CodeSentry exists because AI-assisted development erodes debugging skills. CodeSentry was built using AI-assisted development.

But there's a structural difference, and it maps directly to the Anthropic study's findings.

The study identified six interaction patterns. Three scored below 40% — AI Delegation, Progressive AI Reliance, Iterative AI Debugging. Three scored 65% or above — Conceptual Inquiry, Hybrid Code-Explanation, Generation-Then-Comprehension.

The crew operates in the high-scoring patterns by design:

  • Morgan generates specs, not code. The human comprehends and approves the spec before any code is written. That's Generation-Then-Comprehension at the product level.
  • DevCrew executes specs, not ideas. DevCrew doesn't decide what to build. The human decided. DevCrew implements. Separation of decision from execution.
  • QAEngineer rejects bad work. QA found BUG-001 by testing against legitimate Python patterns that require empty bodies. That's not running test cases. That's understanding the language ecosystem well enough to know what the spec missed.
  • The human stays in the loop.

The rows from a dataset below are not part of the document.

PR #5036, opened 2017-03-07
1990e applicant info form config and unit test

raquelromano-gov:
Closes https://github.com/department-of-veterans-affairs/vets.gov-team/issues/625

Not ready for merging, but I have a testing question: the test harness doesn't seem to be picking up the 'relationship' definition, even though I'm exporting it through defaultDefinitions...wondering if it has something to do with the fact that the 1990e backend schema pulls this in with $ref rather than defining it explicitly (only difference I can see between this and the similar issue I had with 1995 tests).

Also have a general questions about rules of thumb for adding common widgets and definitions to src/js/common/schemaform/


raquelromano-gov:
Unit test failure error:

```
/Users/romano/dsva/vets-website/src/js/edu-benefits/utils/helpers.jsx:236
  return enumValues.map(function (item) {
                   ^

TypeError: Cannot read property 'map' of undefined
    at enumToNames (/Users/romano/dsva/vets-website/src/js/edu-benefits/utils/helpers.jsx:147:10)
    at Object.<anonymous> (/Users/romano/dsva/vets-website/src/js/edu-benefits/1990e/config/form.js:64:28)

```

so looks like relationship isn't defined

src/js/common/schemaform/widgets/GenderWidget.jsx
```diff
@@ -0,0 +1,35 @@
+import React from 'react';
```
jbalboni: I don't think we need a widget for gender. Should be able to work the same as the relationship field.

raquelromano-gov:
This is ready for review.

Screenshots:
image
image

src/js/edu-benefits/1990e/config/form.js
```diff
@@ -31,7 +48,36 @@ const formConfig = {
...
-          title: 'Applicant information'
+          title: 'Applicant information',
+          initialData: {},
+          uiSchema: {
+            applicantFullName: fullName.uiSchema,
+            applicantSocialSecurityNumber: ssn.uiSchema,
+            applicantDateOfBirth: currentOrPastDate.uiSchema('Applicant date of birth'),
+            applicantGender: {
+              'ui:widget': 'radio',
+              'ui:title': 'Applicant gender'
```
jbalboni: Same as above. I think this can just be Gender.

src/js/edu-benefits/1990e/config/form.js
```diff
@@ -31,7 +48,36 @@ const formConfig = {
...
+            relationship: {
+              'ui:widget': 'radio',
+              'ui:title': 'What is your relationship to the service member whose benefit is being transferred to you?'
+            }
+          },
+          schema: {
+            type: 'object',
+            required: ['applicantFullName'],
+            properties: {
+              applicantFullName: fullName.schema,
```
jbalboni: These property names should match the names in the backend schema. So, for example, `applicantFullName` should be `veteranFullName` ([here](https://github.com/department-of-veterans-affairs/vets-json-schema/blob/master/dist/transfer-benefits-schema.json#L524) in the schema).

src/js/edu-benefits/1990e/config/form.js
```diff
@@ -31,7 +48,36 @@ const formConfig = {
       pages: {
         applicantInformation: {
           path: 'applicant-information',
-          title: 'Applicant information'
+          title: 'Applicant information',
+          initialData: {},
+          uiSchema: {
+            applicantFullName: fullName.uiSchema,
+            applicantSocialSecurityNumber: ssn.uiSchema,
+            applicantDateOfBirth: currentOrPastDate.uiSchema('Applicant date of birth'),
```
jbalboni: This label can be 'Date of birth' (unless Alex asked for it to be this way).

test/edu-benefits/1990e/config/benefitSelection.unit.spec.jsx
```diff
@@ -16,9 +16,8 @@ describe('Edu 1990e benefitEligibility', () => {
           data={{}}
           uiSchema={uiSchema}/>
     );
-    const fields = ReactTestUtils.scryRenderedDOMComponentsWithTag(form, 'input');
-
-    expect(fields.length).to.equal(2);
+    expect(ReactTestUtils.scryRenderedDOMComponentsWithTag(form, 'input'))
```
jbalboni: Why did you make this change? If it was causing a test failure, I think you may need to run `npm install`.

src/js/edu-benefits/1990e/config/form.js
jbalboni: We've also in the past validated that applicants are at least 17. Should we do that here @goldenmeanie?

jbalboni (commented):
I made a few comments, but it looks good.

src/js/edu-benefits/1990e/config/form.js
raquelromano-gov: The outline I'm using is pretty rough and looks like the language will need to be refined: https://github.com/department-of-veterans-affairs/vets.gov-team/blob/master/Products/Education%20Benefits/1990E/1990E-outline-draft.md
E.g., I'm guessing DOB is too informal, but I'm just guessing on that and other fields.
Let me know if there's a better source for exact language.

src/js/edu-benefits/1990e/config/form.js
raquelromano-gov: Actually, it's not the veteran in this case, but I'll change it to `relativeFullName` to match the backend schema

test/edu-benefits/1990e/config/benefitSelection.unit.spec.jsx
raquelromano-gov: Originally yes, I changed it because of a failure, but after running npm install and getting updated, I noticed that in some tests we just check that inputs are present and in others we test for exact counts. Glad to go with exact counts if you don't think these will be changing often.

src/js/edu-benefits/1990e/config/form.js
goldenmeanie: I think that is true here as well. It won't be on the 5490.

raquelromano-gov: @goldenmeanie Can you check over https://github.com/department-of-veterans-affairs/vets.gov-team/blob/master/Products/Education%20Benefits/1990E/1990E-outline-draft.md and change anything that isn't exactly as it should appear on the form?

raquelromano-gov: Just revisited https://github.com/department-of-veterans-affairs/vets.gov-team/issues/625 and realized I also need to add this line of text: "You aren’t required to fill in all fields, but VA can evaluate your claim faster if you provide more information."

jbalboni: I've been using the language in the GH issues for each page, or what we've used for these fields in other forms (mainly the 1990). 

It's not a huge deal either way, since Molly and Alex will make a pass through the form and make copy changes (or tell us what changes to make).

src/js/edu-benefits/1990e/config/form.js
jbalboni: Oh, gotcha! Yeah, the `relative*` fields look like the right ones to match.

test/edu-benefits/1990e/config/benefitSelection.unit.spec.jsx
jbalboni: I'm not super happy with testing counts, but I think that's better than testing just the presence of inputs. We don't change input types that often and it's more likely to catch schema issues (which sometimes show up as an error message on the form, in lieu of the right input fields).

src/js/edu-benefits/1990e/config/form.js
jbalboni: @raquelromano-gov There should be a validation function used by the 1990 for this. I think we could make a dateOfBirth definition in `edu-benefits/definitions` that includes that validation and the current or past date one. We'll use it on a couple forms, potentially.

goldenmeanie: Latest copy is in the `ed-22-1990E` tagged issues.

raquelromano-gov: @goldenmeanie Another question: is it true that relatives of veterans applying for veterans must be 17 years of age? I poked around in our docs and (many) online resources, including vonapp and paper form and can't see that restriction. However, I did see somewhere that once the relative reaches 26 years of age, s/he is no longer eligible. Need to know so we can set up the validations properly.

raquelromano-gov: @goldenmeanie Just bumping this question...the PR is blocked on this. Thanks!

goldenmeanie: 1990E shouldn't have an upper limit, but I believe the 17 floor is true.

goldenmeanie: Ok, checked with Shay. No date validation at all!

src/js/edu-benefits/1990e/config/form.js
```diff
@@ -23,6 +37,9 @@ const formConfig = {
   transformForSubmit: transform,
   introduction: IntroductionPage,
   confirmation: ConfirmationPage,
+  defaultDefinitions: {
```
annekainicUSDS: What is this for?

annekainicUSDS (approved):
This looks great!

src/js/edu-benefits/1990e/config/form.js
raquelromano-gov: This is actually what prompted our chat yesterday (see https://github.com/department-of-veterans-affairs/vets-website/pull/5026/files?short_path=c48d4c5#diff-c48d4c5da3172b6c94db9bc6f8c70ad0), though I'm still lacking complete clarity.   We are going to make a 2nd pass at that doc to make it clear why/when/which defaultDefinitions are needed

PR #5038, opened 2017-03-07
Rewrote GIBCT max-width queries to use media-maxwidth mixin.

ghost:
Related to department-of-veterans-affairs/vets.gov-team#818


U-DON (approved):
LGTM.

PR #762, opened 2023-03-31
SNOW-704112 explode related methods

sfc-gh-aalam:

   Fixes #SNOW-704112 

### DIFF
--- a/src/snowflake/snowpark/table_function.py
+++ b/src/snowflake/snowpark/table_function.py
@@ -252,11 +252,7 @@ def _get_cols_after_join_table(
 def _get_cols_after_explode_join(
     func: _ExplodeFunctionCall, plan: SnowflakePlan
 ) -> List:
-    explode_col_type = None
-    for attr in plan.output:
-        if attr.name == func.col:
-            explode_col_type = attr.datatype
-            break
+    explode_col_type = plan.output_dict.get(func.col, None)
 
     cols = []
     if isinstance(explode_col_type, ArrayType):
--- a/src/snowflake/snowpark/table_function.py
+++ b/src/snowflake/snowpark/table_function.py
@@ -252,7 +252,7 @@ def _get_cols_after_join_table(
 def _get_cols_after_explode_join(
     func: _ExplodeFunctionCall, plan: SnowflakePlan
 ) -> List:
-    explode_col_type = plan.output_dict.get(func.col, None)
+    explode_col_type = plan.output_dict.get(func.col, [None])[0]
 
     cols = []
     if isinstance(explode_col_type, ArrayType):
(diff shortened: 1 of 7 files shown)


src/snowflake/snowpark/table_function.py
```diff
@@ -130,6 +131,23 @@ def alias(self, *aliases: str) -> "TableFunctionCall":
...
+
+    def __init__(self, col: ColumnOrName) -> None:
+        super().__init__("flatten", col)
+        if isinstance(col, Column):
+            self.col = col._expression.name
+        else:
+            self.col = quote_name(col)
+
+    def __str__(self) -> str:
+        return "explode"
```
sfc-gh-sfan, line 149: Ah I see why you want to use `__str__` now because user's function name is different from internal Snowflake function name (explode vs flatten). Maybe we should consider adding a field that override the name in error message? E.g. `user_visible_name` or something similar.

src/snowflake/snowpark/table_function.py
```diff
@@ -233,3 +251,43 @@ def get_column_names_from_plan(plan: SnowflakePlan) -> List[str]:
         new_cols = [Column(col)._named() for col in new_cols]
 
     return old_cols, new_cols
+
+
+def _get_cols_after_explode_join(
+    func: _ExplodeFunctionCall, plan: SnowflakePlan
+) -> List:
+    explode_col_type = None
+    for attr in plan.output:
```
sfc-gh-sfan, line 260: I'm curious if it worths introducing a dict in `plan` for this type search. Maybe this search can be pushed into `plan`, and `plan` can build a dict lazily such that the next search is a lookup if `explode` is called multiple times? Or is this an overkill?

src/snowflake/snowpark/table_function.py
sfc-gh-aalam: That is a good suggestion. I'll add it to this PR.

src/snowflake/snowpark/table_function.py
sfc-gh-aalam: `plan` is instance of `SnowflakePlan` with has `output` as `cached_property` decorator in its definition so I think we don't need to add more optimization.

src/snowflake/snowpark/table_function.py
```diff
@@ -130,6 +131,23 @@ def alias(self, *aliases: str) -> "TableFunctionCall":
...
 
+    def __str__(self) -> str:
+        return self.name
+
+
+class _ExplodeFunctionCall(TableFunctionCall):
+    """Internal class to identify explode function call as a special instance of TableFunctionCall"""
+
+    def __init__(self, col: ColumnOrName) -> None:
+        super().__init__("flatten", col)
```
sfc-gh-jdu, line 142:
```suggestion
        super().__init__("explode", col)
```
?

sfc-gh-jdu (approved):
It seems working perfectly because we only need data type (metadata) : )

src/snowflake/snowpark/table_function.py
sfc-gh-sfan: `output` itself should be fine, my worry is about this for-loop in which we iterate over all names to find the name match which is O(n). If we have a dict then it would be O(1).

sfc-gh-sfan (approved):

I set direction, made product decisions, identified the distribution channel, and approved the final output. I didn't disappear after handoff.

AI-assisted development isn't the problem. Unstructured AI-assisted development is the problem.


Appendix: The Crew

  • Jane — Apex intelligence. Coordinates the crew, maintains context across sessions, handles orchestration and strategic conversation.
  • Morgan — AI Product Manager. Transforms requirements into testable JSON specifications. Doesn't write code. Writes specs that code gets written from.
  • DevCrew — Builder. Executes specs. Writes code. Doesn't make product decisions. Hands off to QA when done.
  • QAEngineer — Reviewer. Reads code, runs tests, tests edge cases, writes bug tickets. Rejects bad work. Doesn't fix code — hands it back with specific issues.

Each agent has a SOUL.md defining their role, tone, and boundaries. The separation of concerns isn't just architecture — it's how you prevent the competency death spiral the Anthropic study describes.


Mike Bumpus is the founder of AI Cabinet Method LLC (dba DigitalEgo) and the creator of Crewly Codes. He builds AI coordination frameworks from a converted tool shed.

This article documents a real build session on January 31, 2026. All timelines, bug reports, and code artifacts referenced in this piece exist as version-controlled project documentation. No part of this workflow was staged or reconstructed after the fact.